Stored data
++++

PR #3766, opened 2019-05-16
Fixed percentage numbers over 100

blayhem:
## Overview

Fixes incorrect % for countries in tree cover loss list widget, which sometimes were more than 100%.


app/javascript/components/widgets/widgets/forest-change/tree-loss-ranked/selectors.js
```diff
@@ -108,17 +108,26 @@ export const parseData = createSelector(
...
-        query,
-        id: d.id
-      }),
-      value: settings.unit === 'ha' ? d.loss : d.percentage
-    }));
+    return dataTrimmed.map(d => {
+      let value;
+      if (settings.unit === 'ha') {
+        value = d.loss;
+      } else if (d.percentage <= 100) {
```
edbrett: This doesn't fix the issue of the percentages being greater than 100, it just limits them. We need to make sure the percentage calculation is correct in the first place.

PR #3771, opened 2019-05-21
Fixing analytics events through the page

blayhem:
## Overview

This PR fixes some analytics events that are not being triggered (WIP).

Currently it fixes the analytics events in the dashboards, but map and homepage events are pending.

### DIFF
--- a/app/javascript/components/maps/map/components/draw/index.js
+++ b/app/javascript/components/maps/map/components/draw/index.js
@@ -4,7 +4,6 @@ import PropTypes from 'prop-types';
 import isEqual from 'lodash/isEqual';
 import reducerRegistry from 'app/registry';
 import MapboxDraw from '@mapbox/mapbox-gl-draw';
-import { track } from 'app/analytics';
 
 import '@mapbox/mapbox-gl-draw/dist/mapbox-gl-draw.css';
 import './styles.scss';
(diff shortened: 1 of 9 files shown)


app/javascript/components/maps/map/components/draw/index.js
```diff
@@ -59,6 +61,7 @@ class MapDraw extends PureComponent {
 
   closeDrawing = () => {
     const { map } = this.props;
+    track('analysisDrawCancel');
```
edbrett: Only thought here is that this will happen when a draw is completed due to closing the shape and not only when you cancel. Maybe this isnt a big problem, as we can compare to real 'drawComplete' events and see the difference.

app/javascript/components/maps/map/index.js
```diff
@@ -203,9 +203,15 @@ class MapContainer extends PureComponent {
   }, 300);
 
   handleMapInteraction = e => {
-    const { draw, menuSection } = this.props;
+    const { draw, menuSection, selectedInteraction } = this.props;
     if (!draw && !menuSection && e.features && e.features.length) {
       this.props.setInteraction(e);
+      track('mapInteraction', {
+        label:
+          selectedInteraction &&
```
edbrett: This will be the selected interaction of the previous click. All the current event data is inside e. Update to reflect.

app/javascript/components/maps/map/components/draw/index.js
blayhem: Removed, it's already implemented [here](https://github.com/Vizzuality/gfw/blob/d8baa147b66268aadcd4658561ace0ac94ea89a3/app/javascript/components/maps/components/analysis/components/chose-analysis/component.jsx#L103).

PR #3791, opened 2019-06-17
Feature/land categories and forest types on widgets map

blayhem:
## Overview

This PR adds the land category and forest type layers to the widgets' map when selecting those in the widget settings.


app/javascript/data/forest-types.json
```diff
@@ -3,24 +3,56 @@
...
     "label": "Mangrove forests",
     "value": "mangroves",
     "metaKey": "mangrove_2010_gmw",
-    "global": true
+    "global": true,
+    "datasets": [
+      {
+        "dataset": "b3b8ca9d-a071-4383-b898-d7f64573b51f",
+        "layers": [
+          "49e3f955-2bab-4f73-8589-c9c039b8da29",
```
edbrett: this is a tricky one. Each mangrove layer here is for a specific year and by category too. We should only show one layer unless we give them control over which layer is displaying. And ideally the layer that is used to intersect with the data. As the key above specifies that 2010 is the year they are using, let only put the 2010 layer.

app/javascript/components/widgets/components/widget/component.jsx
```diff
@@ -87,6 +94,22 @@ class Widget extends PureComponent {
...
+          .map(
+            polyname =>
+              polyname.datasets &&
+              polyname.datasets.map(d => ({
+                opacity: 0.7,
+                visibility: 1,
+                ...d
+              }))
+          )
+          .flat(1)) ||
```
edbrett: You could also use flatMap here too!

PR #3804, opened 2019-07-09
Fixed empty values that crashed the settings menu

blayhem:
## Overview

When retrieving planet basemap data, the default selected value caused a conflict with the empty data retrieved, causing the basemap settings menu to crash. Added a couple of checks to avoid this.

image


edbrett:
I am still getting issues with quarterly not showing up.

++++

* **WORK REQUEST**
Quote every line from the beginning of the entries up to and including the line that contains "Fixes incorrect %".

* **SOLVED EXERCISE**
PR #3766, opened 2019-05-16
Fixed percentage numbers over 100

blayhem:
## Overview

Fixes incorrect % for countries in tree cover loss list widget, which sometimes were more than 100%.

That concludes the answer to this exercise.